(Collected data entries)

·····

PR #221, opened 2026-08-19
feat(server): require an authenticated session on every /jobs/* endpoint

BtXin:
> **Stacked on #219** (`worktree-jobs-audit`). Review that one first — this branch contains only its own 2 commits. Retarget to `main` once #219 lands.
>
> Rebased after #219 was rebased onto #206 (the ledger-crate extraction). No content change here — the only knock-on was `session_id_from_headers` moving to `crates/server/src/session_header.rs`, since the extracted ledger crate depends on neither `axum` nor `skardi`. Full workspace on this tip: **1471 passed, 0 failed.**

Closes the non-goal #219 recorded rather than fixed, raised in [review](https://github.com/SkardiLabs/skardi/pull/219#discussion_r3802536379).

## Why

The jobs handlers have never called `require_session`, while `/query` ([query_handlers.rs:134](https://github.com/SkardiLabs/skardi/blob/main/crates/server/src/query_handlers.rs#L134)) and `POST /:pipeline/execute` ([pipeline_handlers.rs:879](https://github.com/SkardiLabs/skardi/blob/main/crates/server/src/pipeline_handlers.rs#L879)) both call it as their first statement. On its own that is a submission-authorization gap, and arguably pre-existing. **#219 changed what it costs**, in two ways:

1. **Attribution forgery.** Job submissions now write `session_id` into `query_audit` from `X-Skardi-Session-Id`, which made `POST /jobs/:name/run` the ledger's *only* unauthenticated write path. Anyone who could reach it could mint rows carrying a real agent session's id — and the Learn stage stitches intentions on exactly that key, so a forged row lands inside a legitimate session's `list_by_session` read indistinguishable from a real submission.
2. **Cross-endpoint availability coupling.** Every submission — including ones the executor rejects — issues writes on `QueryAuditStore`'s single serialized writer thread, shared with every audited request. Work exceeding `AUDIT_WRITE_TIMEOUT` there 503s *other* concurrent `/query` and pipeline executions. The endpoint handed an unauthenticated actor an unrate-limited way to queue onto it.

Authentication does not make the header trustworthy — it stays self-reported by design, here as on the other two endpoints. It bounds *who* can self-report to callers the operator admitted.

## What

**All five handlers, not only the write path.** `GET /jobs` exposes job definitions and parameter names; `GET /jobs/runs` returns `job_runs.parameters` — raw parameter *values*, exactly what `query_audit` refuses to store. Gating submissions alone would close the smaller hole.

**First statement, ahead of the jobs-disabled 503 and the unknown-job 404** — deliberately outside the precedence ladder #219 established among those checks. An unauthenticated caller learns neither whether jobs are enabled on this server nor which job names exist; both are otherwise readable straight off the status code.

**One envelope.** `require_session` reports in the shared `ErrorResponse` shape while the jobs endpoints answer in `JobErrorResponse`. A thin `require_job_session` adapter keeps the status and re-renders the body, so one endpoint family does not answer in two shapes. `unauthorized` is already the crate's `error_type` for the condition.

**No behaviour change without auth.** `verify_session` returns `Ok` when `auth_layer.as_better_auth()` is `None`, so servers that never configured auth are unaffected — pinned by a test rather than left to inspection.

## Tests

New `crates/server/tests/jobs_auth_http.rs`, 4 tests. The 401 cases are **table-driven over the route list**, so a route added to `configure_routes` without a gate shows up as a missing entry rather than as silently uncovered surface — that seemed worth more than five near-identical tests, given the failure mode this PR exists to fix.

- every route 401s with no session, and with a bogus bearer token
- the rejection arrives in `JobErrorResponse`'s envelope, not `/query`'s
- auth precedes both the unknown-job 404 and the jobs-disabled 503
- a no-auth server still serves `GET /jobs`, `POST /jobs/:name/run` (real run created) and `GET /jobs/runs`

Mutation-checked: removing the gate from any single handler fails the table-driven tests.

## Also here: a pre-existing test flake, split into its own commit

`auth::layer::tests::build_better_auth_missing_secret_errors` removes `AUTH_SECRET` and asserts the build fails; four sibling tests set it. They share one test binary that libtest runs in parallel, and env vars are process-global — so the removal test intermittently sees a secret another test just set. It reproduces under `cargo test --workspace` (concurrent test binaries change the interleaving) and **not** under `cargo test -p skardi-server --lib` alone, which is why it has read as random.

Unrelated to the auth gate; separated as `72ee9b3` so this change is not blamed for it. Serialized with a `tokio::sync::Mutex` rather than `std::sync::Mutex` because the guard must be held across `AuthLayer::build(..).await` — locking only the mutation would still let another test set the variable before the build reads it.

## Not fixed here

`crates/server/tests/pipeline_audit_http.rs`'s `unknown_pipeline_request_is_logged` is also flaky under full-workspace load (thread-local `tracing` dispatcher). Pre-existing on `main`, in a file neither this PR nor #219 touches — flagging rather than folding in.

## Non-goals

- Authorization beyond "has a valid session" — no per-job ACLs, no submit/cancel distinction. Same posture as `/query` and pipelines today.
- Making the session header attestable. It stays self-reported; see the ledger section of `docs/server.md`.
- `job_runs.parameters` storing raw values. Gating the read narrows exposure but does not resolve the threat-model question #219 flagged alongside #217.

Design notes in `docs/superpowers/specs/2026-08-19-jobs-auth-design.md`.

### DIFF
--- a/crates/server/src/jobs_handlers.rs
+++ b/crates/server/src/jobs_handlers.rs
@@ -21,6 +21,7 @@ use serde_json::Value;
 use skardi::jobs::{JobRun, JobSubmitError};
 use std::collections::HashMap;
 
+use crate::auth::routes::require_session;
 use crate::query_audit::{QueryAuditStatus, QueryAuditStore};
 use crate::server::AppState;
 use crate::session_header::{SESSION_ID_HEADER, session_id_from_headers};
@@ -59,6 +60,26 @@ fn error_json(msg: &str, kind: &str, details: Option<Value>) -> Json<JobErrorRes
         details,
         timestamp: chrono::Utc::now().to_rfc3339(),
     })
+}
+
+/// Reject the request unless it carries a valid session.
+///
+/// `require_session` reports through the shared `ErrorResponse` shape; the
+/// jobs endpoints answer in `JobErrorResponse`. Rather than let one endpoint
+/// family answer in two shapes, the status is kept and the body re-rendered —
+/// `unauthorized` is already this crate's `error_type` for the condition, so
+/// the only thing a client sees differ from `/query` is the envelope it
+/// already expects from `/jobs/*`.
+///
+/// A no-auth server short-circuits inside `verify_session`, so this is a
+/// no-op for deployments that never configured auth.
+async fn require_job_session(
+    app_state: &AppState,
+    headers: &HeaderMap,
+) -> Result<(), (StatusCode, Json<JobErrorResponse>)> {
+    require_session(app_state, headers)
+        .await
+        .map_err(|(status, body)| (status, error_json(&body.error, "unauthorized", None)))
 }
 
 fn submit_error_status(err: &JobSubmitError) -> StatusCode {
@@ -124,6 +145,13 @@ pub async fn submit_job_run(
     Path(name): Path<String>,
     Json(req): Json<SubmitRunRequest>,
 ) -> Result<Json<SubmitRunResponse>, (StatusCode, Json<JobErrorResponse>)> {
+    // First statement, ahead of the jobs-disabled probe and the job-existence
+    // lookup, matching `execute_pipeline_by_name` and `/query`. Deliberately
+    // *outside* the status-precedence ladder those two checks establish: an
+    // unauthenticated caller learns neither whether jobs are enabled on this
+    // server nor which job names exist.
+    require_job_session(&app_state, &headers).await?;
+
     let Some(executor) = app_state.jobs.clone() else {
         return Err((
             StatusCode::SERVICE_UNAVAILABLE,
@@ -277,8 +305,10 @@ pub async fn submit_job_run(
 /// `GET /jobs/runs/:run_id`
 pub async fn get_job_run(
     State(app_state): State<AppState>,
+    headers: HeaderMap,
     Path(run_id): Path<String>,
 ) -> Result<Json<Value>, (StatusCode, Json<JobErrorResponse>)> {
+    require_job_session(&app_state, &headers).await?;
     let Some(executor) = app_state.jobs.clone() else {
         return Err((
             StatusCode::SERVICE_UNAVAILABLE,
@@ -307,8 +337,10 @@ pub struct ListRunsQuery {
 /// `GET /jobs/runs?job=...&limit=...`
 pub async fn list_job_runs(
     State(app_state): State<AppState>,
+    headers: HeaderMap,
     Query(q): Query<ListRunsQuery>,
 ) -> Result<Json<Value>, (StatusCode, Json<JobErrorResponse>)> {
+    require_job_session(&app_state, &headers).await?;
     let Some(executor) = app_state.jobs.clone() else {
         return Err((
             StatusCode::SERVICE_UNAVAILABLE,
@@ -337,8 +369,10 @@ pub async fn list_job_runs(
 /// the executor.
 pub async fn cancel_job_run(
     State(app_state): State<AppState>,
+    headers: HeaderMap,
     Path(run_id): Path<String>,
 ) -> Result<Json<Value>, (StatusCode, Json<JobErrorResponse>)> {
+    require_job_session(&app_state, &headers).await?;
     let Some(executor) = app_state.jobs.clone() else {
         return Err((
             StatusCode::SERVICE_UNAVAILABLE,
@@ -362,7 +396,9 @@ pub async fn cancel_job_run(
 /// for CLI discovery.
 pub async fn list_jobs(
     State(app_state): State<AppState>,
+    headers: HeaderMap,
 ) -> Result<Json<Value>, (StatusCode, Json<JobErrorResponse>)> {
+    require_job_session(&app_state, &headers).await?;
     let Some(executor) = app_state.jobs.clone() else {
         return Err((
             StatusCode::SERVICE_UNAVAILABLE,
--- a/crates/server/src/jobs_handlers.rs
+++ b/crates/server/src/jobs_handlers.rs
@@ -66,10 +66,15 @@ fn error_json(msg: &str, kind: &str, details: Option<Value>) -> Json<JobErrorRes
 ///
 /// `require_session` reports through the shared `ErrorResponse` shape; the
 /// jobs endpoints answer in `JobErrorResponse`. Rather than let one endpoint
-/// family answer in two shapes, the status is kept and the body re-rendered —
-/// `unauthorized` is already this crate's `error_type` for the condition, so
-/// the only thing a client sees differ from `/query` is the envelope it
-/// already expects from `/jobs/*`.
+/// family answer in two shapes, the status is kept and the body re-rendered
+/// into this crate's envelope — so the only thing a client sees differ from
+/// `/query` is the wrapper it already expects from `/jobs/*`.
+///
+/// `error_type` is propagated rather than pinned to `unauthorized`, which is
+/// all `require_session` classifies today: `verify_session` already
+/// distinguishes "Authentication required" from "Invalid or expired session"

·····

### WHAT THE TASK REQUIRES:
From the records above, repeat exactly the lines from the one with "Authentication does not" through the one with "the smaller hole.", both included.

### ANSWER SPACE:
Authentication does not make the header trustworthy — it stays self-reported by design, here as on the other two endpoints. It bounds *who* can self-report to callers the operator admitted.

## What

**All five handlers, not only the write path.** `GET /jobs` exposes job definitions and parameter names; `GET /jobs/runs` returns `job_runs.parameters` — raw parameter *values*, exactly what `query_audit` refuses to store. Gating submissions alone would close the smaller hole.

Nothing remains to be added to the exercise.